#### WHAT YOU WILL DO
Repeat exactly the opening lines of the records, ending with the line that contains "New versions rely".

#### PROVIDED DATA
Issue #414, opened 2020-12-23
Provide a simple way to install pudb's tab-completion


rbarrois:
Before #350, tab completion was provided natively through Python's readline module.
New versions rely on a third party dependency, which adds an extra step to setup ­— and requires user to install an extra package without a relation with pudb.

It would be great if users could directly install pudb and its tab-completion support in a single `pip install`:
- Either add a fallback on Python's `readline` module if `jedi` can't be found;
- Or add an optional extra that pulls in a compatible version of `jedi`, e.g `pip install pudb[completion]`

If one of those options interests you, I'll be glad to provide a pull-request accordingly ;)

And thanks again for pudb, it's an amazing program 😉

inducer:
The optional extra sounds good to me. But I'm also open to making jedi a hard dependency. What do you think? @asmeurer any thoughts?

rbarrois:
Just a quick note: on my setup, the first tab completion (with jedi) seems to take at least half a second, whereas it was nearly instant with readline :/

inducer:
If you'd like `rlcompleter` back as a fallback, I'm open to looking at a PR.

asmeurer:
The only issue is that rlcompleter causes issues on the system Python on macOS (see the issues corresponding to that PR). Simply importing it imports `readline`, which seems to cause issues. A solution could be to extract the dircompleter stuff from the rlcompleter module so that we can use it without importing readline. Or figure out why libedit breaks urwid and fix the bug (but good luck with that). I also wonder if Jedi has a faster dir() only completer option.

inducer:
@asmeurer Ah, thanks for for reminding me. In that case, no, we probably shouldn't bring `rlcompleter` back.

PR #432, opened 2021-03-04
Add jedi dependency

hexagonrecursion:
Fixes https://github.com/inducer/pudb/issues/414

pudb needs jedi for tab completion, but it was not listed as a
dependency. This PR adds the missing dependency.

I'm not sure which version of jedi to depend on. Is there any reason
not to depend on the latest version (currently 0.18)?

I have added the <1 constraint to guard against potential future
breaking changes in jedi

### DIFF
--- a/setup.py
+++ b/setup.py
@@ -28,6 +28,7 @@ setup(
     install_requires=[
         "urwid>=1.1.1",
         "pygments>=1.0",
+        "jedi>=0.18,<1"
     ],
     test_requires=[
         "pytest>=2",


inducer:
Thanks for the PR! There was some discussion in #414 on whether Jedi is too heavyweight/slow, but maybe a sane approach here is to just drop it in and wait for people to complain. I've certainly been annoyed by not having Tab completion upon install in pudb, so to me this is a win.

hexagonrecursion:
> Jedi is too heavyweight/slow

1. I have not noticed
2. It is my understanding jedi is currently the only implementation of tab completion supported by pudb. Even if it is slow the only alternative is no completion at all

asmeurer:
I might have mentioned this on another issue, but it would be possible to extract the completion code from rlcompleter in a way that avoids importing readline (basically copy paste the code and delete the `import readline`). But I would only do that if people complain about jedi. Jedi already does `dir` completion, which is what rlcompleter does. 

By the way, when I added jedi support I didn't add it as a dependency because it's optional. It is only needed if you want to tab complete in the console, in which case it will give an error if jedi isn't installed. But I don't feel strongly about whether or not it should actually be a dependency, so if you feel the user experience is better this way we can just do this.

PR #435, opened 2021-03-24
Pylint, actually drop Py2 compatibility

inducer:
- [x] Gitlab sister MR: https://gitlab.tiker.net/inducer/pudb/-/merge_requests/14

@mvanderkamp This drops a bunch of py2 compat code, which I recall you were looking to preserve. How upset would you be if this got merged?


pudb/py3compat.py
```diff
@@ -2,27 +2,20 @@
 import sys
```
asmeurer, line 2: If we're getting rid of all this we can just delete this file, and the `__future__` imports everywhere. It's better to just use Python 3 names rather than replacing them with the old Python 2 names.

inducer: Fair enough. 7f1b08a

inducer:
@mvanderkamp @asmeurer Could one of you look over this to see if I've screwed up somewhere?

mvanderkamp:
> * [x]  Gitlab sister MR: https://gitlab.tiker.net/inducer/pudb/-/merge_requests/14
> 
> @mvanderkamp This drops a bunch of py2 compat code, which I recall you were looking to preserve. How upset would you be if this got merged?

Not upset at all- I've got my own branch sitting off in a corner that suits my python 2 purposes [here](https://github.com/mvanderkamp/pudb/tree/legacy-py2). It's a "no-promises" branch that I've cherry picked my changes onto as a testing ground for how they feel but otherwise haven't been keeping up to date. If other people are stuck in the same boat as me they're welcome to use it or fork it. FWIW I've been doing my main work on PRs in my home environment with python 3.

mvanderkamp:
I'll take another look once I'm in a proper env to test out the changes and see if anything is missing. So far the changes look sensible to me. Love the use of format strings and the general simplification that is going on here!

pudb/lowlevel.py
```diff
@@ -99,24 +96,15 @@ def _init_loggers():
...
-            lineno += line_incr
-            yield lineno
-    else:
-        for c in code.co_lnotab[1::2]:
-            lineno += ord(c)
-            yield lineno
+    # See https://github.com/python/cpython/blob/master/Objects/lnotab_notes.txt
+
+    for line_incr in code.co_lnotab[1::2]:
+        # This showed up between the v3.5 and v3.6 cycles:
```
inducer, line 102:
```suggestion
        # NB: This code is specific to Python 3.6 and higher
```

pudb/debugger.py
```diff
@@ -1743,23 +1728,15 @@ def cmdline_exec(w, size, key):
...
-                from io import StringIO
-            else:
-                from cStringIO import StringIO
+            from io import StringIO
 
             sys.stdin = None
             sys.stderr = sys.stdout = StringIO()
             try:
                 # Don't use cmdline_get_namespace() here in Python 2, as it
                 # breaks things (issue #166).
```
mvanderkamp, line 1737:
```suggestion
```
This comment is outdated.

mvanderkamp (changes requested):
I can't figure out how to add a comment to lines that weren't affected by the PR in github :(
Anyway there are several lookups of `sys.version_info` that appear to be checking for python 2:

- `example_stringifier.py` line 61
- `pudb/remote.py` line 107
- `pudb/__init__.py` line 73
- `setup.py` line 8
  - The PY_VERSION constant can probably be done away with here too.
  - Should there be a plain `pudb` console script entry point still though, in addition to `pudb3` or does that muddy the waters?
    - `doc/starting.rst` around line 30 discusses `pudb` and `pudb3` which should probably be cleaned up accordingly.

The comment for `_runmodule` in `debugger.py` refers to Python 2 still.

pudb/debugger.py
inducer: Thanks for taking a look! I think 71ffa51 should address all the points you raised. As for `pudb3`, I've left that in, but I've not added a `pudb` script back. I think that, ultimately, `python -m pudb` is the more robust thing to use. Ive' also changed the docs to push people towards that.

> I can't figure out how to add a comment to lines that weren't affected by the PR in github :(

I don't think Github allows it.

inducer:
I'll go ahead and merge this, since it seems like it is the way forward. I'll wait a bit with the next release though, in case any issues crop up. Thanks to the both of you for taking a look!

#### RESULT
Issue #414, opened 2020-12-23
Provide a simple way to install pudb's tab-completion


rbarrois:
Before #350, tab completion was provided natively through Python's readline module.
New versions rely on a third party dependency, which adds an extra step to setup ­— and requires user to install an extra package without a relation with pudb.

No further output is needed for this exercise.